During McIntosh’s time as superintendent, Redmond — Oregon’s 17th-largest school district and the third-largest outside the Willamette Valley — has grown by about 500 students. Four-year graduation rates have risen in Redmond during his tenure, from about 48% for the class of 2013 to about 83% for the class of 2018. However, the 2013 graduation rate is skewed, as the state did not yet count students who had received modified diplomas or those who had earned diplomas but hadn’t yet received them because they were returning for a fifth year of high school for college credits.
One thing McIntosh said he was proud of is the increased success for groups of students with economic or social difficulties. He referenced the recent success of Latino students in Redmond, whose graduation rate has risen from 68% to 81% in the past five years.

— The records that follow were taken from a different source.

PR #1534, opened 2024-01-07
Make sure that when loading quantized model have the option to select…

ltouati:
… device. This will help in the future implementing proper quantization support in candle


candle-core/Cargo.toml
```diff
@@ -48,4 +48,4 @@ metal = ["dep:metal", "dep:candle-metal-kernels"]
 [[bench]]
 name = "matmul"
 harness = false
-
+required-features= ["metal"]
```
ltouati, line 51: I've added that otherwise cargo build --all does not build on linux

Narsil:
This PR should fix it; https://github.com/huggingface/candle/pull/1538 (The idea is not to force the feature for the bench, but enable the bench on any feature)

Narsil:
Closing since #1538 landed and fixes that issue.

“We’re just creating an equal playing field for families and students,” he said.
One of the biggest disappointments McIntosh had with his tenure was the failure of a $70 million bond measure in 2018. The bond, which would’ve rebuilt the aging Lynch Elementary along with other safety upgrades, missed approval by only 1.7 percentage points.
“That still is a struggle for me to accept, because I think we clearly have needs to our school system,” he said.
Redmond’s school board chairman, Tim Carpenter, said McIntosh “set the bar” for future superintendents. He specifically praised McIntosh’s connection with the people of Redmond.
“He’s great with the community, a big people person,” he said. “I hear all sorts of positives in the community from people who’ve dealt with Mike and are very pleased with the job he’s done.”
Redmond School District administrators and school board members are beginning the process of replacing McIntosh with an in-house candidate or someone from outside the district. At the school board’s Wednesday night meeting, Carpenter said a search for candidates will likely begin in the fall, and a superintendent could be named by late February of 2020.
McIntosh said he hopes his successor is someone who lives in Redmond and adores the community and its schools.
“They have to understand Redmond, love Redmond, be loyal to it, because this is a community that’s pretty unique in its size,” he said. “We’re big enough to be significant and small enough to be personal, and I want the new superintendent to understand that dynamic.”